TASK: If a line in the entries includes "about", show that line.

[Stored items from a collection]
PR #940, opened 2022-10-14
Feat : Apply macros in i16 data type

ChobobDev:
As we now have new casting rules and the macro,  the following PR aims to refactor the previous i16 data type under new casting rules.


core/src/data/value/binary_op/integer/i16.rs
```diff
@@ -0,0 +1,41 @@
...
+
+impl PartialEq<Value> for i16 {
+    fn eq(&self, other: &Value) -> bool {
+        match other {
+            I8(other) => (*self as i8) == *other,
+            I16(other) => self == other,
+            I32(other) => (*self as i32) == *other,
+            I64(other) => (*self as i64) == *other,
+            I128(other) => (*self as i128) == *other,
+            U8(other) => (*self as i64) == (*other as i64),
```
ever0de, line 19:
```suggestion
            U8(other) => *self == (*other as i16),
```
There doesn't seem to be any need to convert to i64. because it's a comparison

core/src/data/value/binary_op/integer/i16.rs
```diff
@@ -0,0 +1,41 @@
...
+
+impl PartialOrd<Value> for i16 {
+    fn partial_cmp(&self, other: &Value) -> Option<Ordering> {
+        match other {
+            I8(other) => (*self as i8).partial_cmp(other),
+            I16(other) => self.partial_cmp(other),
+            I32(other) => (*self as i32).partial_cmp(other),
+            I64(other) => (*self as i64).partial_cmp(other),
+            I128(other) => (*self as i128).partial_cmp(other),
+            U8(other) => (*self as i64).partial_cmp(&(*other as i64)),
```
ever0de, line 35: ditto

core/src/data/value/binary_op/integer/macros.rs
```diff
@@ -188,7 +188,7 @@ macro_rules! generate_binary_op_tests {
 
             #[test]
             fn eq() {
-                let base: $primitive = 1.into();
+                let base: $primitive = 1;
```
ever0de, line 191: good

ever0de (commented):
Looks good. I left a few small comments.
[nit-picking] Instead of adding a macro to force the "new casting rule" in the PR title, apply the macro? It seems to fit the same thing.

ever0de (approved):
LGTM!!!

panarch (approved):
Wow it is hard to believe that we can now have a new numeric type efficiently like this!
Appreciating again about the new macro @ever0de, thanks a lot @ChobobDev 
All looks nice!

PR #945, opened 2022-10-15
Support `Expr::Case` in aggregate module

ever0de:
Thanks to @24seconds


24seconds (approved):
Looks good to me with trust.

ever0de:
Added missing implementation of `Expr::Case` to `check` function.

panarch (approved):

PR #946, opened 2022-10-15
Check for `Value::Null` in `Aggregate` except `*`,

### LINKED ISSUE #944: COUNT(NULL) is 1
Hello, while I'm using the gluesql-js, I found the bug.

```
COUNT(NULL) is 1 in glueql. But it should be zero I think.
```

Could you take a look? Thank you!

ever0de:
fixed #944 

- if `Value::Null`, init count is `0`, otherwise `1`


panarch (approved):
Wow... this was a critical bug.
Thanks really a lot for the fix.

also thanks for reporting @24seconds

PR #1007, opened 2022-11-18
Support `TableFactor::{Derived, Dictionary, Series}` in AstBuilder

devgony:
### From now, we can use `Dictionary`, `SERIES(N)` and `Derived subquery` even in AstBuilder!
```rs
let actual = glue_objects().select().into();
let expected = "SELECT * FROM GLUE_OBJECTS";
test_query(actual, expected);

let actual = glue_tables().select().into();
let expected = "SELECT * FROM GLUE_TABLES";
test_query(actual, expected);

let actual = glue_indexes().select().into();
let expected = "SELECT * FROM GLUE_INDEXES";
test_query(actual, expected);

let actual = glue_table_columns().select().into();
let expected = "SELECT * FROM GLUE_TABLE_COLUMNS";
test_query(actual, expected);

let actual = series("1 + 2").select().into();
let expected = "SELECT * FROM SERIES(1 + 2)";
test_query(actual, expected);

let actual = table("Items").select().alias_as("Sub").select().into();
let expected = "SELECT * FROM (SELECT * FROM Items) AS Sub";
test_query(actual, expected);
```

## Todo
- [x] implement Dictionary, Series with TableType
- [x] implement Derived with `Box<SelectNode>`

## Next
- impl values for ast_builder
- impl alias_as for ValuesNode


core/src/ast_builder/select/root.rs
```diff
@@ -61,29 +62,76 @@ impl SelectNode {
...
+            (TableType::Series, None) => unreachable!(),
+            (TableType::Derived { subquery, alias }, _) => match subquery.build()? {
+                Statement::Query(subquery) => TableFactor::Derived {
+                    subquery,
+                    alias: TableAlias {
+                        name: alias,
+                        columns: Vec::new(),
+                    },
+                },
+                _ => unreachable!(),
```
devgony, line 133: I got 2 unreachable cases which look like would filtered by parseError in advance.

core/src/ast_builder/table.rs
```diff
@@ -9,20 +13,32 @@ use super::AlterTableNode;
...
+#[derive(Clone)]
+pub struct TableNode<'a> {
     pub table_name: String,
+    pub table_type: TableType<'a>,
 }
 
-impl TableNode {
-    pub fn alias_as(self, table_alias: &str) -> TableAliasNode {
+impl<'a> TableNode<'a> {
+    pub fn alias_as(self, table_alias: &'a str) -> TableAliasNode {
```
ever0de, line 33:
```suggestion
    pub fn alias_as(self, table_alias: &str) -> TableAliasNode<'a> {
```

I think it is correct to declare this lifetime in TableAliasNode, not in str.

core/src/translate/query.rs
```diff
@@ -181,34 +181,27 @@ fn translate_table_factor(sql_table_factor: &SqlTableFactor) -> Result<TableFact
...
-                    name: object_name.to_owned(),
-                    columns: Vec::new(),
-                },
-            };
 
             match object_name.as_str() {
                 "SERIES" if args.is_some() => Ok(TableFactor::Series {
-                    alias: alias_or_name,
+                    alias: alias_or_name(alias, object_name),
                     size: translate_table_args(args)?,
```
ever0de, line 188: It seems that there is unreachable code inside the `translate_table_args` closure, because the value of `None` for args will never go into `translate_table_args`.

core/src/ast_builder/mod.rs
```diff
@@ -77,13 +77,51 @@ pub use expr::{
...
+        table_type: TableType::Dictionary(Dictionary::GlueIndexes),
+    }
+}
+
+pub fn glue_table_columns<'a>() -> TableNode<'a> {
+    TableNode {
+        table_name: "GLUE_TABLE_COLUMNS".to_owned(),
+        table_type: TableType::Dictionary(Dictionary::GlueTableColumns),
+    }
+}
```
panarch, line 117: 1. nit. except for `series` which takes `Into<ExprNode<'a>>`, all has static lifetimes.

e.g.
```rust
pub fn glue_table_columns() -> TableNode<'static> { .. }
```
this would be enough.

---
2. Now table sugar functions are more than a single one, then how about moving these including `series` into `table.rs` module?

core/src/ast_builder/select/root.rs
```diff
@@ -61,29 +63,63 @@ impl SelectNode {
...
+    pub fn left_join_as(self, table_name: &str, alias: &str) -> JoinNode<'a> {
         JoinNode::new(
             self,
             table_name.to_owned(),
             Some(alias.to_owned()),
             JoinOperatorType::Left,
         )
     }
+
+    pub fn alias_as(self, table_alias: &'a str) -> TableAliasNode {
```
panarch, line 79: This is too cool feature! Could we have an usage example in [test-suite/ ast_builder/select.rs](https://github.com/gluesql/gluesql/blob/main/test-suite/src/ast_builder/select.rs)?

panarch (changes requested):

panarch (approved):
Awesome 👍 👍 👍 
Now we can chain select queries as many as we want.
All looks great! Thanks a lot 👍

PR #1010, opened 2022-11-19
Change to use internal chrono errors in parsing datetime

ever0de:
We previously added an error that mimics `chrono::format::ParseErrorKind`.
You may need to react to chrono updates, but there are unreachable branches that can go unnoticed.

But here chrono doesn't provide a public constructor for `ParseError`.
https://github.com/chronotope/chrono/blob/d147e9a2152d1d961372bf5a6a261c644746efdf/src/format/mod.rs#L347-L348
Therefore, it is not compatible with the existing test method.

So we change the way we test

### DIFF
--- a/core/src/executor/evaluate/error.rs
+++ b/core/src/executor/evaluate/error.rs
@@ -1,6 +1,6 @@
 use {
     crate::ast::{Aggregate, Expr},
-    serde::Serialize,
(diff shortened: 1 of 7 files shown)


panarch (approved):
Meaningful simplification improvement! :D Looks all nice! Thanks a lot 👍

TASK RESPONSE:
Appreciating again about the new macro @ever0de, thanks a lot @ChobobDev 
2. Now table sugar functions are more than a single one, then how about moving these including `series` into `table.rs` module?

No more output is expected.